The American Farm Bureau and over 40 other agricultural industry and farm groups
strongly support the agreement by stating "the agreement will provide U.S.
products exported to Colombia with the same duty-free access already granted to
Colombian products exported to the U.S."
Exports of farm products boost Washington’s farm prices and income. Such
exports support about 27,710 jobs both on and off the farm in food processing,
storage, and transportation. Agricultural exports amounted to $2.6 billion and
made an important contribution to Washington's farm cash receipts in 2007 that
totaled $7.4 billion.
Fruits. Exports of fresh
fruit to Colombia surpassed a record $14.4 million in 2007. Washington’s apple, pear and cherry producers account for more than $1.7
billion in cash farm receipts. Washington’s raspberry producers account for more
than $27 million in cash receipts. As the nation’s second largest exporter of
fruits and preparations with $833 million, Washington fruit producers will
benefit from the CTPA.
- Current duties on fruit and preparations are 15–20 percent in Colombia,
and under World Trade Organization (WTO) rules, could rise to 140 percent.
- Colombia will immediately eliminate duties on fresh apples and pears.
- Colombia will immediately eliminate duties on fresh and frozen cherries.

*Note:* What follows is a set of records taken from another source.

PR #389, opened 2020-07-13
Fizes JSON array envelope parsing, adds unit tests

mchmarny:
This fixes the issue with string array not being parsed as valid JSON and adds unit tests based on what's tested in end to end tests to catch early

### DIFF
--- a/pubsub/envelope.go
+++ b/pubsub/envelope.go
@@ -95,7 +95,6 @@ func NewCloudEventsEnvelope(id, source, eventType, subject string, data []byte) 
 		Subject:         subject,
 		Data:            string(data),
 	}
-
 }
 
 func getStrVal(m map[string]interface{}, key string) string {
--- a/pubsub/envelope.go
+++ b/pubsub/envelope.go
@@ -35,17 +35,7 @@ type CloudEventsEnvelope struct {
 
 // NewCloudEventsEnvelope returns CloudEventsEnvelope from data or a new one when data content was not
 func NewCloudEventsEnvelope(id, source, eventType, subject string, data []byte) *CloudEventsEnvelope {
-	var ce CloudEventsEnvelope
-	err := jsoniter.Unmarshal(data, &ce)
-
-	if err == nil && ce.ID != "" && ce.SpecVersion != "" && ce.Type != "" && ce.Source != "" && ce.DataContentType != "" {
-		// data was already CloudEvent
-		// assuming the likelihood of other structures having all these
-		//CloudEvent-specific fields is very unlikely
-		return &ce
-	}
-
-	// ensure valid input parameters
+	// defaults
 	if id == "" {
 		id = uuid.New().String()
 	}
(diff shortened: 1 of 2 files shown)


pubsub/envelope.go
```diff
@@ -35,17 +35,7 @@ type CloudEventsEnvelope struct {
...
-	if err == nil && ce.ID != "" && ce.SpecVersion != "" && ce.Type != "" && ce.Source != "" && ce.DataContentType != "" {
-		// data was already CloudEvent
-		// assuming the likelihood of other structures having all these
-		//CloudEvent-specific fields is very unlikely
-		return &ce
-	}
-
-	// ensure valid input parameters
+	// defaults
 	if id == "" {
```
yaron2, line 39: shouldn't lines 49 - 50 go inside the if statement in line 55?

mchmarny: Used again in 95 so for readability reasons, the code checks everything up front. Does not change the execution logic as this value is only set if not provided up stream. Our current unit tests pass bunch of empty strings so not to change the tests, I'm validating on entry.

yaron2: ok

amanbha:
@mchmarny Could you please open an issue for this and tag it for 0.9.0 project.

mchmarny:
Fixes #390

youngbupark:
I am not sure this can fix the issue...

- Colombia will immediately eliminate duties on fresh and frozen
raspberries.
- The Northwest Horticultural Council, U.S. Apple Association and the
Grocery Manufacturers Association/Food Products Association publicly
supports the CTPA.
Dairy. U.S. dairy exports to Colombia surpassed $6.6 million in 2007, and
changes with the CTPA will provide immediate opportunities for U.S. dairy
producers. Washington dairy producers generate the second largest source of farm
cash receipts with more than $1 billion. Washington’s dairy producers will
benefit from the CTPA.
- U.S. dairy producers currently face a system of variable levies (price
band system) that results in tariffs as high as the WTO ceiling of 159
percent. Colombia will immediately eliminate the price band system on U.S.
imports.
- Colombia will immediately eliminate tariffs on whey.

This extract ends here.